I guess there are two available, one with black knife and one with tiger stripe knife.


----------



## Rock31 (Sep 30, 2010)

Can't answer your question but do you have a link to where this is available to buy? Looks interesting since Gurkha has been one of my favorite smokes so far.


----------



## dasronin (May 31, 2010)

Rock31 said:


> Can't answer your question but do you have a link to where this is available to buy? Looks interesting since Gurkha has been one of my favorite smokes so far.


Here ya go!

Gurkha Special Ops Humidor, Cigar & Knife Combo


----------



## bimmerboy318 (Sep 1, 2010)

What a bizarre combo... but I feel that I'm holding myself back from buying it.
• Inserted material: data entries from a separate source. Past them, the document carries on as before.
PR #468, opened 2018-03-02
[KARAF-5649] Add a feature for the manual

fpapon:
Adding a documentation feature in order to published the generated manual in html with the http service.

### DIFF
--- a/assemblies/features/standard/src/main/feature/feature.xml
+++ b/assemblies/features/standard/src/main/feature/feature.xml
@@ -1069,6 +1069,11 @@
         </config>
     </feature>
 
+    <feature name="documentation" description="Documentation of Karaf project in HTML" version="${project.version}">
+        <feature>war</feature>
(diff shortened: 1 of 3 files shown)


jbonofre:
The `documentation` feature doesn't validate, it's because the `manual` module is built only with the `release` profile.

jbonofre:
retest this please

jbonofre:
retest this please

jbonofre:
As the `manual` profile is defined after the `assemby`, the error is "expected".

I propose the following:

1. Remove the `manual` profile in the main `pom.xml`
2. Include `manual` module in the main `pom.xml` (reactor) before the `assembly`

It means the manual will be systematically built, which is not bad IMHO. Especially, the PDF generation is isolated in a dedicated profile.

fpapon:
I removed the manual profile from pom parent and include the manual module in the reactor.

Ready for the review ;)

PR #469, opened 2018-03-05
Deploy with no artifactLocations fix

jozzan:
deploy fails with a NullPointer when there are no artifactLocations defined even though useProjectArtifact is set to true.


jbonofre:
Sorry, already fix that.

Had those been some cigars on my short term to buy list, it would have been a done deal.


----------



## Rock31 (Sep 30, 2010)

Thanks for the link, very interesting combo indeed. I'll have to sleep on it.


----------



## mavmech13 (Sep 19, 2010)

Very cool setup. Very close to buying some, wish I knew more about the cigars though...


----------



## Max_Power (Sep 9, 2010)

I am puzzled why it would not come with a kurkhi.


----------



## Zogg (Aug 31, 2010)

why wouldnt they sell it with a kurkhi?


also - you cant really tell but its not a reputable knife maker - ive never seen a knife like that (i used to be hugely into collecting knives, still sorta am just spending $ on cigars now XD) and it doesnt even look full tang - id email and ask about it - at least find out the steel used - could be pretty much a big clunky butterknife as far as we know.


----------



## TonyBrooklyn (Jan 28, 2010)

Nice gimmick if the knife and case are anything like the cigars don't expect much IMHO!


----------



## Zogg (Aug 31, 2010)

TonyBrooklyn said:


> Nice gimmick if the knife and case are anything like the cigars don't expect much IMHO!


lawls


----------



## Moon Man (Sep 30, 2010)

For any Wu Tang fans out there, it has to be the "tiger style"


----------



## Rock31 (Sep 30, 2010)

TonyBrooklyn said:


> Nice gimmick if the knife and case are anything like the cigars don't expect much IMHO!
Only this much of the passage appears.